Issue #1052, opened 2026-01-09
Add Tailscale service (port 41641)


QazCetelic:
### Is there an existing issue for this?

- [x] I have searched the existing issues.

### Describe the solution you'd like

Tailscale uses UDP on port 41641 for peer-to-peer connections

### Is your feature request related to a problem?

2nd top service is unknown.

<img width="728" height="248" alt="Image" src="https://github.com/user-attachments/assets/e7c4bc71-0f78-4cc1-b402-8b4654d15c8c" />

GyulyVGC:
The services detected by Sniffnet are the ones recognized by Nmap, and our service list is automatically generated from theirs.

What I can suggest is opening an issue about this on their repo: https://github.com/nmap/nmap

PR #1053, opened 2026-01-09
Add Tailscale to service recognition

QazCetelic:
- #1052

I wasn't able to test it due to dependency issues on OpenSUSE. I hope you can run `cargo test` for me.


GyulyVGC:
As I wrote in #1052:

> The services detected by Sniffnet are the ones recognized by Nmap, and our service list is automatically generated from theirs.
> 
> What I can suggest is opening an issue about this on their repo: https://github.com/nmap/nmap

+-------+

[WHAT IS NEEDED]
Please copy each record shown above exactly.

[WRITTEN ANSWER]
Issue #1052, opened 2026-01-09
Add Tailscale service (port 41641)


QazCetelic:
### Is there an existing issue for this?

- [x] I have searched the existing issues.

### Describe the solution you'd like

Tailscale uses UDP on port 41641 for peer-to-peer connections

### Is your feature request related to a problem?

2nd top service is unknown.

<img width="728" height="248" alt="Image" src="https://github.com/user-attachments/assets/e7c4bc71-0f78-4cc1-b402-8b4654d15c8c" />

GyulyVGC:
The services detected by Sniffnet are the ones recognized by Nmap, and our service list is automatically generated from theirs.

What I can suggest is opening an issue about this on their repo: https://github.com/nmap/nmap

PR #1053, opened 2026-01-09
Add Tailscale to service recognition

QazCetelic:
- #1052

I wasn't able to test it due to dependency issues on OpenSUSE. I hope you can run `cargo test` for me.


GyulyVGC:
As I wrote in #1052:

> The services detected by Sniffnet are the ones recognized by Nmap, and our service list is automatically generated from theirs.
> 
> What I can suggest is opening an issue about this on their repo: https://github.com/nmap/nmap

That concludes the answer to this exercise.